Check timings code (works on Jupyter notebook)

%%timeit
import pandas as pd

y = [10406.19,10995.72,11162.55,11256.7,11634.98,12174.25,13876.47,18491.18,16908,15266.43]
series = pd.Series(y)

Answer 3

A little warning wrt to @Vivek Kalyanarangan's "zipper" solution. For longer sequences this is vulnerable to loss of significance.
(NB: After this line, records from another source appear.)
PR #502, opened 2019-11-18
Migrate several metrics to metric-schema

carterkozak:
==COMMIT_MSG==
Migrate several metrics to metric-schema
==COMMIT_MSG==

### DIFF
--- a/tritium-metrics/src/main/java/com/palantir/tritium/metrics/MetricRegistries.java
+++ b/tritium-metrics/src/main/java/com/palantir/tritium/metrics/MetricRegistries.java
@@ -318,7 +318,7 @@ public final class MetricRegistries {
             String name) {
         return new TaggedMetricsScheduledExecutorService(
                 checkNotNull(delegate, "delegate"),
-                checkNotNull(registry, "registry"),
+                ExecutorMetrics.of(registry),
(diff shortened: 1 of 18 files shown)


carterkozak:
We're good to go

tritium-metrics/src/main/java/com/palantir/tritium/metrics/MetricRegistries.java
```diff
@@ -318,7 +318,7 @@ public static ScheduledExecutorService instrument(
             String name) {
         return new TaggedMetricsScheduledExecutorService(
                 checkNotNull(delegate, "delegate"),
-                checkNotNull(registry, "registry"),
+                ExecutorMetrics.of(registry),
```
ferozco, line 321: should we still check non-null?

ferozco (approved):

tritium-metrics/src/main/java/com/palantir/tritium/metrics/MetricRegistries.java
carterkozak: I didn't retain that null check because our generated utility does the same check internally. No strong preference either way.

Let's use float32 for clarity:

>>> y = (1000 + np.sin(np.arange(1000000))).astype(np.float32)
>>> window=6
>>> 
# naive zipper solution
>>> s=np.insert(np.cumsum(np.array(y)), 0, [0])
>>> output = (s[window :] - s[:-window]) * (1. / window)
# towards the end the result is clearly wrong
>>> print(output[-10:])
[1024. 1024. 1024. 1024. 1024. 1024. 1024. 1024. 1024. 1024.]
>>> 
# this can be alleviated by first taking the difference and then summing
>>> np.cumsum(np.r_[y[:window].sum(), y[window:]-y[:-window]])/window
array([1000.02936,  999.98285,  999.9521 , ..., 1000.0247 , 1000.05304,
       1000.0367 ], dtype=float32)
>>> 
# compare to last value calculated directly for reference
>>> np.mean(y[-6:])
1000.03217

To further reduce the error one could chunk y and anchor the cumsum every so-and-so many terms without losing much speed.